Over the past month or so, Mary and I have been playing It Takes Two, from the same people who made A Way Out. This time, we actually played on the same couch together, which was fairly successful. What’s weird is, aside from the structural premise that the games are meant to be played together and do not support physical distance, from a screen real estate perspective, these two games could not be farther apart.

It Takes Two is a family drama about parents of a young daughter who have begun to resent each other and are on the verge of divorce. Only the daughter overhears this decision, and using a weird couples’ counseling book accidentally puts them under a curse where they are body-swapped into instantly regenerating clay and twiggy fabric bodies of insectile proportions, and the personified book leads them through fantastical versions of their home and their past, trying to teach them how to reconnect and start working as a team again.

Will it work? Depends among other things on how good you are at combat platformers.

But honestly, it was a sweet, heartfelt game about a plan that would almost certainly fail in real life, and I have to recommend it to anyone who likes to play a game with other people. It’s too bad it isn’t easier to curse people on the verge of divorce into having no choice but to trust each other and work together and have the kinds of experiences that form lifelong bonds, and find out whether that would work or not.

Mission: Impossible – Fallout

Another few weeks, another new Mission Impossible movie. And boy are these things getting more and more serialized!

Fallout concerns itself with all the[1], ahem, consequences of cutting the head off the Syndicate serpent in the prior film. You see, all the employees left adrift were themselves well-trained spies, so they just kept on keeping on, and now Ethan Hunt and his team have to secure a few loose nuclear weapons.

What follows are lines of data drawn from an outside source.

PR #9397, opened 2025-10-23
Fix SFN.client.start_execution() idempotency

chriselion:
Resolves https://github.com/getmoto/moto/issues/9394

When an execution with the same name is found, it now compares the inputs:
* If the inputs are different, an `ExecutionAlreadyExists` exception is raised (same as before)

Blah blah action-cakes and chases and things, but here’s what I found most interesting about this movie after you cut past the (at this point) recycled world-in-danger plots and revenge plots and double crosses and explosions and all: Tom Cruise isn’t smirking his way through each threat anymore. I’m not sure if it’s that he’s older, or that Ethan is older[2], or that the writers want me to buy that there’s more on the line than there used to be, despite prior plots centering on a highly transmissible and extremely deadly synthetic virus and on global thermonuclear war, and Ethan not having all the answers with a snap of his fingers is the way they thought of.

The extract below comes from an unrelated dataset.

PR #9411, opened 2025-10-28
EC2: Add support for modifying all volume params

jkobejs:
**Summary**

This PR adds missing parameters to the modify_volume implementation in the EC2 service to align it with the official [Boto3 modify_volume API](https://boto3.amazonaws.com/v1/documentation/api/latest/reference/services/ec2/client/modify_volume.html#)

Whatever it is, I liked seeing them have to work for it this time.

[1] oh hey, I just got the double entendre
[2] Yes yes, Tom = Ethan, but I really do think there’s a meaningful distinction to be drawn between the two possibilities. Tom being older is about him also having a more realistic world view and admitting that all of these things shouldn’t come so easily as they do, even in a fantasy action world. Ethan being older is about his growing awareness of his own mortality in a body that is beginning to run out of steam a little faster than it used to, as well as his growing awareness that nobody can maintain a win streak forever.